IF cognitive clarity kicking in. I was able to get so much done at work today. Staying overnight in the city the night before is going to become a standard. I can only afford one or two nights a month but even that will help.

The cats were fine without a sitter. My wifi enabled feeders did what they do though every time I checked the camera, Tristen was eating. At one point I used the speaker to tell him to go on and stop eating. He didn't.

I pulled my annual spread last night using some oracle cards I was gifted a few years ago. First time they'd been out of the box. It was a fascinating challenging reading.

I also made a list of 20 adventures. From riding my bike to 4 night backpacking trip to nyc to knocking on doors during election next year. This month I'll try to go snow tubing.

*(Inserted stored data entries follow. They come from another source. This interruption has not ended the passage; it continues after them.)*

PR #2160, opened 2018-04-18
fix(core) Populate trigger.artifacts when it's a manual execution with the context of a previous build trigger

PerGon:
When a pipeline is initiated via manual execution and using the context of a previous build, the field `trigger.artifacts` is not populated. 
The artifacts information is in `trigger.buildinfo`, but when the execution happens via the build trigger, Echo puts the artifacts into `pipeline.receivedArtifacts` which will then end in `trigger.artifacts`. Such doesn't happen when it's a manual execution.

~~This PR will make the `ArtifactResolver` look into `trigger.buildinfo` to check if there are artifacts to be processed.~~

### DIFF
--- a/orca-web/src/main/groovy/com/netflix/spinnaker/orca/controllers/OperationsController.groovy
+++ b/orca-web/src/main/groovy/com/netflix/spinnaker/orca/controllers/OperationsController.groovy
@@ -195,6 +195,9 @@ class OperationsController {
           log.warn("Igor is not enabled, unable to lookup build artifacts. Fix this by setting igor.enabled: true")
         } else {
           buildInfo.artifacts = buildArtifactFilter.filterArtifacts(buildInfo.artifacts)
+          if (trigger.type == "manual") {
+            trigger.artifacts = buildInfo.artifacts
+          }
         }
 
       }


orca-core/src/main/java/com/netflix/spinnaker/orca/pipeline/util/ArtifactResolver.java
```diff
@@ -163,7 +163,17 @@ public void resolveArtifacts(@Nonnull Map pipeline) {
     List<Artifact> artifactsFromTrigger = (List<Artifact>) Optional.ofNullable((List) trigger.get("artifacts"))
       .map(list -> list.stream().map(it -> objectMapper.convertValue(it, Artifact.class)).collect(toList()))
       .orElse(emptyList());
-    List<Artifact> receivedArtifacts = Stream.concat(receivedArtifactsFromPipeline.stream(), artifactsFromTrigger.stream()).collect(toList());
+
+    List<Artifact> artifactsFromTriggerBuildInfo = emptyList();
+    if (trigger.get("type").equals("manual") && trigger.get("buildInfo") != null) {
```
lwander: When are we populating the artifacts from build info when it's not a manual execution?

ezimanyi:
I wonder if we should try to come up with a more general solution to this---it seems like it will cause maintenance issues if we have duplicated code in Echo and Orca to translate build properties into artifacts, and which one runs depends on whether it's a triggered or a manual execution.  This also makes me think of how we should handle in general re-running pipelines that received artifacts (basically every instance of `withReceivedArtifacts` in Echo); ideally we wouldn't need to push all of those into Orca to handle manual executions.

orca-core/src/main/java/com/netflix/spinnaker/orca/pipeline/util/ArtifactResolver.java
PerGon: It happens in Echo [in here](https://github.com/spinnaker/echo/blob/0718fddd458b14b752acaeaf2795775656f6b60c/echo-pipelinetriggers/src/main/java/com/netflix/spinnaker/echo/pipelinetriggers/monitor/BuildEventMonitor.java#L88)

My dad's girlfriend is not happy with him contemplating moving north. I really think they'll be married by end of next year. Dad will wait a while after my mom's death for propriety. Unlike my brother getting married four months post divorce.

I had a kale juice today. THAT made me feel good. Bought some cucumbers and apples on way home to maybe make my own this week.
 
@Cate It also included a plea for financial support w info of local orgs to give to. Know that even if our governments aren't offering help, people everywhere are srnding prayers and funds.
 
Another fasting day. Up to 16 hours. Once I fit in my minimum calories, I click that button to start the fast. I can feel the inflammation disappearing. And I was in a group situation for three hours with no anxiety. Which is wonderful.

Really great food choices today. I always feel like these places will last forever and then something happens and, bam, I'm down again. Fall down ten times, get up 11. Blah.

Playing phone tag with that friend again. Plan on telling her that I don't have the emotional fortitude to sustain a deep friendship. I get abusive in my attitude and reactions. This is why I've been single since my partner died 16 years ago. I'm not happy about solitude but I'm intelligent enough to know I'm broken and how that brokenness impacts my world. Twenty-three years of therapy got me to holding down a decent job and not moving every 18 months but hasn't touched interpersonal relationships. It is what it is.

Juice in the morning. I'm excited.
 
Twenty-three years of therapy got me to holding down a decent job and not moving every 18 months but hasn't touched interpersonal relationships. It is what it is.
I suppose your acceptance of the relationship thing is good, but they are important, I hope you find a way to build some. Its a slow process.